Exercise: Create new similes and metaphors on your own. Pick something abstract to describe, such as an emotion. Find a random object by looking at the room around you, or randomly choosing a word from a dictionary or book. The more unrelated this word seemingly is to your chosen emotion, the better. Now, brainstorm ways in which your chosen object is like your chosen emotion. Get creative. Have fun. Say you chose love as your emotion and toothpaste as your object. How are the two related? Well, what can you do with toothpaste? Squeeze it out of a tube. What does it look like? It's often blue. What does it feel like? It's sticky. Can you relate any of these to love? Hmm.

 

She thinks of him and feels her heart squeeze.

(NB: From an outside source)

Issue #4879, opened 2017-12-01
Performance issue with ruby meta programming


GaneshSPatil:
### Environment

* JRuby version (`jruby -v`): `jruby 1.7.26 (1.9.3p551) 2016-08-26 69763b8 on Java HotSpot(TM) 64-Bit Server VM 1.8.0_101-b13 +jit [darwin-x86_64]`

Like a tube of toothpaste in a clenched fist

Spilling sticky blue on the enameled sink

Then washing away in a splash of cold water

 

This image is admittedly a reach, and these lines are no one's idea of great poetry, but this exercise can help you learn to see connections between things that seem completely unconnected, and this is how fresh figurative language is born.

 

Writing for the Ear
 

Modern poetry traces its roots to the ancient Greek dramas, which were written in verse and (it is believed) were actually sung instead of spoken. For most of its history, poetry has been considered just as much of a spoken form as a written one, and its connection with music and song is a strong one. Many poetic devices are employed for their effects upon the ear when spoken. Here are a few examples.

 

Assonance is the repetition of like vowel sounds for vocal effect. Consider this lyric from a well Known song by Carole King: "Something inside has died, and I can't hide it, I just can't fake it." The repetition of long "I" sounds resonates in the ear and makes this line memorable. While not literally set to music the way a song lyric is, a poem can achieve a similar effect with vowel repetition.

 

Alliteration is the repetition of like consonant sounds for vocal effect. Consider this line, also from a well-known song (this one by Kris Kristofferson): "Busted flat in Baton Rouge, feeling just as faded as my jeans." The repetition of "b" sounds followed by the repetition of "f" sounds lends memorability and rhythm to this line, and adds to its effectiveness.

 

Onomatopoeia is the use of words that suggest actual sounds. "Cock-a-doodle-doo" is an onomatopoetic rendition of the sound a rooster makes. Some words, like this one, are created to render sounds on the page. Other words, like "hiss," are naturally suggestive of the sounds they represent. By working onomatopoeia into a poetic line, the writer can suggest actual sounds and add to a poem's aural effectiveness.

 

Rhythm, Foot, and Meter. Throughout much of its history, poetry adhered to a far stricter rhythm  of stressed and non-stressed syllables than it does today. Two-  or three-syllable units, called "feet," were named according to which syllable received spoken emphasis. An iambic foot had two syllables, with the stress falling on the second, as in the word "en-TIRE."  A trochaic foot's stress falls on the first syllable, as in "TA-ble." A dactylic foot has three syllables, with the stress on the first, as in "GOS-sam-er."  Until fairly recently, poems were written entirely using one foot or another. In addition, the number of feet per line was strictly adhered to as well. "Pentameter" had five feet per line, and "hexameter" had six.

 

Rhyme. Until sometime in the 19th century, nearly all of the poetry in the English language incorporated rhyming lines as well, lines whose ending words sounded the same, such as "time" and "crime." Poems were written in stanzas, including a set number of lines per stanza, with a set "rhyme scheme" for each stanza. A couplet was a two-line rhyming stanza, a quatrain had four lines, often with the first and third, and second and fourth, stanzas rhyming with one another.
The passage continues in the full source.